FRBメンバーによる年末のFF金利の中央値の見通しは、5.1%から5.6%まで引き上げられています。インフレが高止まりし、政策金利を引き上げる必要があると判断していると分かります。
コアPCEの数字は、2023年の年末に記録した3.6%から3.9%まで予想が引き上がっています。FOMCの文面でも「スキップ」という言葉が使われており、今回の利上げ停止は「停止」ではなく「一時停止」だと理解できるでしょう。
2.2023年6月のECB
次にECBの結果について解説します。ECBは0.25%の利上げを行い、市場の予想通りの結果となりました。
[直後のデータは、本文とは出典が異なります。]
PR #105, opened 2020-04-23
Add Eq instance for SignKeyKES

Jimbo4350:
- Needed for round trip testing in cardano-node
- Also added `Eq` constraints so in future the relevant `Eq` instances will need to be defined.


nc6:
Pretty sure these were deliberately _removed_. What is the rationale behind adding them?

しかし利上げに関して、市場では9月利上げの可能性を視野に入れていたものの、ラガルド総裁の発言により、7月に連続して利上げが行われることが確実視されています。
ラガルド総裁のコメントのポイントは以下の通りです。
- ベースラインに重大な変化がない限り、7月も利上げを継続する可能性が極めて高く、利上げの一時停止は検討していない
- 利上げの旅路は終わっていない。まだ目的地に到達していない。まだやるべきことはある
- インフレは鈍化しているものの、過度に長い期間、高過ぎる状況となる見通し
- 過去の意外な上振れや堅調な労働市場がディスインフレの速度に与える影響を考慮し、エネルギーと食料を除いたインフレ見通しを特に今年と来年について、スタッフは上方修正した
参考:ブルームバーグ「ラガルドECB総裁、追加利上げ必要と認識-物価圧力根強い」
市場が予想していた以上にタカ派的なスタンスとなり、ユーロ高の材料となりました。欧州圏の物価指数は明らかに高い水準であり、なかなか低下しないため、ECBは懸念しているのでしょう。
インフレが抑制されるまで、しっかりと政策金利を引き上げていくことを市場に明確に伝えた点が今回のECBのポイントです。
3.市場の反応と今後考えるべきこと
最初に市場の反応を確認します。黄色の丸印がFOMC発表後の動きです。
※図はTradingView[PR]より筆者作成
米国債金利2年(水色)が上昇しドル円が上昇する中、S&P500指数は下落しました。タカ派的なFRBの政策スタンスを織り込みに行った動きになっています。
ドル円は上昇し続け、日本では財務相からも「過度な為替の変動は好ましくない」との、円安牽制発言も出てきました。
参考:ブルームバーグ「替相場の過度な変動望ましくない、注意深く見ていく-鈴木財務相」
株式市場では、どちらにしてもあと2回で利上げが終了するという点から株高の動きに転換しており、大幅に上昇しています。楽観的な動きになっており、上昇トレンドに入ったと捉える投資家が増えてきました。
ドル円は、米国の利上げスタンスが終了すると思われていたものの、利上げのゴール地点が引き上がったため、少し上値余地が増えたと言えるでしょう。プロトレーダーの筆者としては、ドル円の利上げ余地は高まったものの、年内あと2回で利上げ終了とも捉えられることから、ドル円の動向には日銀の政策会合が大きく影響すると考えています。
日銀は物価上昇をなかなか抑え込めない状況下ではあるものの、物価は自然と低下してくることを念頭に置いています。このシナリオに変化が出てくるかは、今後夏あたりまでの焦点になるでしょう。
また日銀は、ドル円が140円台になると、懸念を表明する傾向があります。ここから円安が進むかは、円売りを仕掛ける投機勢と、財務省や日銀等政府関連がどこまで円安を許容できるかの、双方を考慮する必要があります。
一つ言える点として、為替介入は急激な変動に対して行われるものでもあるため、緩やかな円安に対しては行われないという点には注意しましょう。
4.まとめ
本記事では、2023年6月のFOMCとECBの結果と、今後の利上げ見通しやドル円の動向のポイントについて、プロトレーダーが解説しました。
FRBの政策スタンスに変化が見られたため、これまでのようなドル安一辺倒のトレードがしにくくなっています。しかし結局は、データ次第とパウエル議長は発言しているため、7月までのデータを確認しながらの判断になるでしょう。
日銀の政策スタンスの変化は、リスクシナリオとして考えておくべき内容でもあるため、注目してみてください。